Problem requirements
Beginning at the top of the data below, write out every line exactly until you reach the line with "bezierVertex() only works", and include that line.

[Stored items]

*** Begin section ***

Issue #2187, opened 2017-09-20
Implement quadraticVertex for webgl mode


kjhollen:
#### Nature of issue?

- [ ] Found a bug
- [ ] Existing feature enhancement
- [x] New feature request

#### Most appropriate sub-area of p5.js?

- [ ] Color
- [ ] Core
- [ ] Data
- [ ] Events
- [ ] Image
- [ ] IO
- [ ] Math
- [ ] Typography
- [ ] Utilities
- [x] WebGL
- [ ] Other (specify if possible)

#### Feature enhancement details:

curveVertex() only works in 2D mode currently, but it would be great for WEBGL mode, too.

this could be a bigger task because bezierVertex (see #2185) and curveVertex (see #2186) need to be implemented, too—so all of these could share some common structure. see: [WebGL Module Architecture](https://github.com/processing/p5.js/wiki/WebGL-Module-Architecture) for relevant documentation.

PR #3085, opened 2018-07-14
Webgl curves implementation

### LINKED ISSUE #2185: Implement bezierVertex for webgl mode
#### Nature of issue?

- [ ] Found a bug
- [x] New feature request

- [ ] Color
- [ ] Core
- [ ] Data
- [ ] Events
- [ ] Image
- [ ] IO
- [ ] Math
- [ ] Typography
- [ ] Utilities
- [x] WebGL

bezierVertex() only works in 2D mode currently, but it would be great for WEBGL mode, too.

this could be a bigger task because curveVertex and quadraticVertex need to be implemented, too—so all of these could share some common structure. see: [WebGL Module Architecture](https://github.com/processing/p5.js/wiki/WebGL-Module-Architecture) for relevant documentation.

AdilRabbani:
Implements bezierVertex(), quadraticVertex(), curveVertex() for WebGL mode. Uses [libtess](https://github.com/brendankenny/libtess.js/) to triangulate filled curves. Maintains a look up table to store coefficients required to draw curves. This helps in speeding up things (the coefficients aren't needed to be calculated the next time a specific curve is used). However, the coefficients are calculated again if the curveDetail() is changed.
Closes #2185, #2186, #2187.

### DIFF
--- a/src/core/vertex.js
+++ b/src/core/vertex.js
@@ -284,8 +284,8 @@ p5.prototype.beginShape = function(kind) {
  * @method bezierVertex
  * @param  {Number} x2 x-coordinate for the first control point
  * @param  {Number} y2 y-coordinate for the first control point
- * @param  {Number} x3 x-coordinate for the first control point
- * @param  {Number} y3 y-coordinate for the first control point
+ * @param  {Number} x3 x-coordinate for the second control point
+ * @param  {Number} y3 y-coordinate for the second control point
  * @param  {Number} x4 x-coordinate for the anchor point
  * @param  {Number} y4 y-coordinate for the anchor point
  * @chainable
@@ -327,6 +327,41 @@ p5.prototype.beginShape = function(kind) {
  * @param  {Number} y4
  * @param  {Number} [z4] z-coordinate for the anchor point (for WebGL mode)
  * @chainable
+ * @example
+ * <div>
+ * <code>
+ * function setup() {
+ *   createCanvas(100, 100, WEBGL);
+ *   setAttributes('antialias', true);
+ * }
+ * function draw() {
+ *   orbitControl();
+ *   background(50);
+ *   strokeWeight(4);
+ *   stroke(255);
+ *   point(-25, 30);
+ *   point(25, 30);
+ *   point(25, -30);
+ *   point(-25, -30);
+ *
+ *   strokeWeight(1);
+ *   noFill();
+ *
+ *   beginShape();
+ *   vertex(-25, 30);
+ *   bezierVertex(25, 30, 25, -30, -25, -30);
+ *   endShape();
+ *
+ *   beginShape();
+ *   vertex(-25, 30, 20);
+ *   bezierVertex(25, 30, 20, 25, -30, 20, -25, -30, 20);
+ *   endShape();
+ * }
+ * </code>
+ * </div>
+ *
+ * @alt
+ * crescent shape in middle of canvas with another crescent shape on positive z-axis.
  */
 
 p5.prototype.bezierVertex = function() {
--- a/src/core/vertex.js
+++ b/src/core/vertex.js
@@ -269,60 +269,42 @@ p5.prototype.beginShape = function(kind) {
 
 /**
  * Specifies vertex coordinates for Bezier curves. Each call to
- * <a href="#/p5/bezierVertex">bezierVertex()</a> defines the position of two control points and
+ * bezierVertex() defines the position of two control points and
  * one anchor point of a Bezier curve, adding a new segment to a
- * line or shape.
+ * line or shape. For WebGL mode bezierVertex() can be used in 2D
+ * as well as 3D mode. 2D mode expects 6 parameters, while 3D mode
+ * expects 9 parameters (including z coordinates).
  * <br><br>
- * The first time <a href="#/p5/bezierVertex">bezierVertex()</a> is used within a
- * <a href="#/p5/beginShape">beginShape()</a> call, it must be prefaced with a call to <a href="#/p5/vertex">vertex()</a>
- * to set the first anchor point. This function must be used between
- * <a href="#/p5/beginShape">beginShape()</a> and <a href="#/p5/endShape">endShape()</a> and only when there is no MODE
- * parameter specified to <a href="#/p5/beginShape">beginShape()</a>.
+ * The first time bezierVertex() is used within a beginShape() call,
+ * it must be prefaced with a call to vertex() to set the first anchor
+ * point. This function must be used between beginShape() and endShape()
+ * and only when there is no MODE or POINTS parameter specified to
+ * beginShape().
  *
  * @method bezierVertex
  * @param  {Number} x2 x-coordinate for the first control point
  * @param  {Number} y2 y-coordinate for the first control point
- * @param  {Number} x3 x-coordinate for the second control point
- * @param  {Number} y3 y-coordinate for the second control point
+ * @param  {Number} x3 x-coordinate for the first control point
+ * @param  {Number} y3 y-coordinate for the first control point
  * @param  {Number} x4 x-coordinate for the anchor point
  * @param  {Number} y4 y-coordinate for the anchor point
  * @chainable
  * @example
  * <div>
  * <code>
- * strokeWeight(5);
- * point(30, 20);
- * point(80, 20);
- * point(80, 75);
- * point(30, 75);
- *
- * strokeWeight(1);
  * noFill();
  * beginShape();
  * vertex(30, 20);
- * bezierVertex(80, 20, 80, 75, 30, 75);
+ * bezierVertex(80, 0, 80, 75, 30, 75);
  * endShape();
  * </code>
  * </div>
  *
  * <div>
  * <code>
- * strokeWeight(5);
- * point(30, 20);
- * point(80, 20);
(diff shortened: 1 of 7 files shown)


src/webgl/primitives.js
```diff
@@ -1203,4 +1203,323 @@ p5.RendererGL.prototype.line = function() {
...
+    var w_x = [];
+    var w_y = [];
+    var w_z = [];
+    var t, _x, _y, _z, i;
+
+    t = parseFloat(0.0);
+
+    if (
+      this._lookUpTableQuadratic.length === 0 ||
+      this._lookUpTableQuadratic[this._lookUpTableQuadratic.length - 1] !==
```
Spongman: will this ever be true?

AdilRabbani: True only when the first time quadraticVertex() is called. Also True when curveDetail() for which the lookUpTable was calculated the last time, isn't equal to the curveDetail() set afterwards.

So, in calls like these,

quadraticVertex()           // True
quadraticVertex()           // False
quadraticVertex()           // False

But for something like this,

quadraticVertex()            // True
quadraticVertex()            // False
curveDetail(5)                 
quadraticVertex()            // True
quadraticVertex()            // False

Spongman: oh, i see now. i was confused because it looked to me like _lookUpTableQuadratic/_lookUpTableBezier were arrays of coefficients. now i see that not all the elements of the array are the same type.

AdilRabbani: Just the last element of the array....to store the current curveDetail 😁. Oh....Why not insert it into the first element? 😲

src/webgl/p5.RendererGL.Immediate.js
```diff
@@ -49,6 +49,11 @@ p5.RendererGL.prototype.beginShape = function(mode) {
     this.immediateMode.lineVertexBuffer = this.GL.createBuffer();
     this.immediateMode.lineNormalBuffer = this.GL.createBuffer();
     this.immediateMode.pointVertexBuffer = this.GL.createBuffer();
+    this.immediateMode._bezierVertex = [];
+    this.immediateMode._quadraticVertex = [];
+    this.immediateMode._curveVertex_x = [];
+    this.immediateMode._curveVertex_y = [];
+    this.immediateMode._curveVertex_z = [];
```
mlarghydracept: Why does curveVertex store x ,y ,& z separately?

src/webgl/p5.RendererGL.js
```diff
@@ -1113,4 +1122,93 @@ p5.prototype._assert3d = function(name) {
...
+
+  var tessy = new libtess.GluTesselator();
+  tessy.gluTessCallback(libtess.gluEnum.GLU_TESS_VERTEX_DATA, vertexCallback);
+  tessy.gluTessCallback(libtess.gluEnum.GLU_TESS_BEGIN, begincallback);
+  tessy.gluTessCallback(libtess.gluEnum.GLU_TESS_ERROR, errorcallback);
+  tessy.gluTessCallback(libtess.gluEnum.GLU_TESS_COMBINE, combinecallback);
+  tessy.gluTessCallback(libtess.gluEnum.GLU_TESS_EDGE_FLAG, edgeCallback);
+
+  return tessy;
+})();
```
mlarghydracept: If you want to have a tesselator instance that is always initialized and available that seems fine but this is written with different conventions than the rest of the code. Maybe just have a renderer level `tessy` var that is initialized with a private prototype on renderer construction? Even utility functions are written this way in the rest of the code so probably best to stick with it.

src/webgl/p5.RendererGL.js
```diff
@@ -1113,4 +1122,93 @@ p5.prototype._assert3d = function(name) {
...
+// function to calculate QuadraticVertex Coefficients
+p5.RendererGL.prototype._quadraticCoefficients = function(t) {
+  var t2 = t * t;
+  var mt = 1 - t;
+  var mt2 = mt * mt;
+  return [mt2, 2 * mt * t, t2];
+};
+
+// function to convert Bezier coordinates to Catmull Rom Splines
+p5.RendererGL.prototype.Bezier2Catmull = function(w) {
```
mlarghydracept: I would keep with the underscore camelCase convention here as in `_bezierToCatmull`

src/webgl/primitives.js
```diff
@@ -1203,4 +1203,318 @@ p5.RendererGL.prototype.line = function() {
...
+
+    t = parseFloat(0.0);
+
+    if (
+      this._lookUpTableBezier.length === 0 ||
+      this._lookUpTableBezier[0] !== this._pInst._curveDetail
+    ) {
+      this._lookUpTableBezier = [];
+      this._lookUpTableBezier.push(this._pInst._curveDetail);
+      var step = 1 / this._pInst._curveDetail;
```
mlarghydracept: What happens to this while loop if the user sets [_curveDetail](https://github.com/processing/p5.js/blob/master/src/core/shape/curves.js#L400) to 0?

src/webgl/primitives.js
Spongman: does the current curveDetail _need_ to go in the array? wouldn't it be easier just to use a separate scalar?

src/webgl/primitives.js
AdilRabbani: @mlarghydracept should there be a minimum curveDetail (3 perhaps) or it should render nothing when curveDetail is set to 0?

mlarghydracept: That seems like a good solution to me.

src/webgl/p5.RendererGL.Immediate.js
AdilRabbani: Yes I had that in my mind as well. But there are some problems using a single array.
1) I would have to give proper indices when I'm converting x,y and z coordinates using Bezier2Catmull(). This would require a loop, or passing 4 vertices with their proper vertices.

2) I would have to use splice now when I have to shift the array. splice(0,2) for 2D curves and splice(0,3) for 3D curves. This is a lot slower than shift(). See [this](https://stackoverflow.com/questions/10742369/javascript-shift-versus-splice-are-these-statements-equal).

src/webgl/primitives.js
AdilRabbani: Yes, that can be done. But then we need a separate scalar for the look up table of bezierVertex() as well. @mlarghydracept what's your call?...

AdilRabbani:
Hey @mlarghydracept need your reviews on the commit. I have made the requested changes.
PS. I guess the developer docs should be changed as well? Updating the information about curves?

src/webgl/primitives.js
Spongman: i think that just at a conceptual level it's preferable to use arrays for holding homogeneous sets of data and use objects for structuring data of mixed types. i could go into a long diatribe about type theory, JIT optimizations, off-by-one bugs, eventual use of `for...of`, etc... but really it just seems cleaner to use the constructs that the language provides.

src/core/vertex.js
```diff
@@ -331,23 +313,75 @@ p5.prototype.beginShape = function(kind) {
...
-    isBezier = true;
-    var vert = [];
-    for (var i = 0; i < arguments.length; i++) {
-      vert[i] = arguments[i];
-    }
-    vert.isVert = false;
-    if (isContour) {
-      contourVertices.push(vert);
+    if (vertices.length === 0) {
+      throw 'vertex() must be used once before calling bezierVertex()';
```
mlarghydracept: Why not throw an Error object?

src/core/vertex.js
```diff
@@ -269,15 +269,17 @@ p5.prototype.beginShape = function(kind) {
```
mlarghydracept: This might have to be dealt with in the merge from "webgl-gsoc-2018" to "master" but worth noting now that this file is in the [shape folder](https://github.com/processing/p5.js/blob/master/src/core/shape/vertex.js) now in master

src/webgl/primitives.js
```diff
@@ -1203,4 +1203,352 @@ p5.RendererGL.prototype.line = function() {
...
+          w_y[2] * this._lookUpTableBezier[i][2] +
+          w_y[3] * this._lookUpTableBezier[i][3];
+        _z =
+          w_z[0] * this._lookUpTableBezier[i][0] +
+          w_z[1] * this._lookUpTableBezier[i][1] +
+          w_z[2] * this._lookUpTableBezier[i][2] +
+          w_z[3] * this._lookUpTableBezier[i][3];
+        this.vertex(_x, _y, _z);
+      }
+      this.immediateMode._curveVertex.shift();
```
mlarghydracept: I understand that such a short loop seems like overkill but this feels a bit odd.

src/core/vertex.js
kjhollen: I think this will show up as a conflict in github but will merge cleanly—that's what happened with other changes to files that had been moved.

src/webgl/primitives.js
mlarghydracept: I agree with @Spongman here. Arrays should probably hold homogenous sets of data. I feel like this will be more clear for future devs.

AdilRabbani:
🎉🎉

kjhollen:
nice work @AdilRabbani! 🎉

*** End section ***

Result of this task
Issue #2187, opened 2017-09-20
Implement quadraticVertex for webgl mode


kjhollen:
#### Nature of issue?

- [ ] Found a bug
- [ ] Existing feature enhancement
- [x] New feature request

#### Most appropriate sub-area of p5.js?

- [ ] Color
- [ ] Core
- [ ] Data
- [ ] Events
- [ ] Image
- [ ] IO
- [ ] Math
- [ ] Typography
- [ ] Utilities
- [x] WebGL
- [ ] Other (specify if possible)

#### Feature enhancement details:

curveVertex() only works in 2D mode currently, but it would be great for WEBGL mode, too.

this could be a bigger task because bezierVertex (see #2185) and curveVertex (see #2186) need to be implemented, too—so all of these could share some common structure. see: [WebGL Module Architecture](https://github.com/processing/p5.js/wiki/WebGL-Module-Architecture) for relevant documentation.

PR #3085, opened 2018-07-14
Webgl curves implementation

### LINKED ISSUE #2185: Implement bezierVertex for webgl mode
#### Nature of issue?

- [ ] Found a bug
- [x] New feature request

- [ ] Color
- [ ] Core
- [ ] Data
- [ ] Events
- [ ] Image
- [ ] IO
- [ ] Math
- [ ] Typography
- [ ] Utilities
- [x] WebGL

bezierVertex() only works in 2D mode currently, but it would be great for WEBGL mode, too.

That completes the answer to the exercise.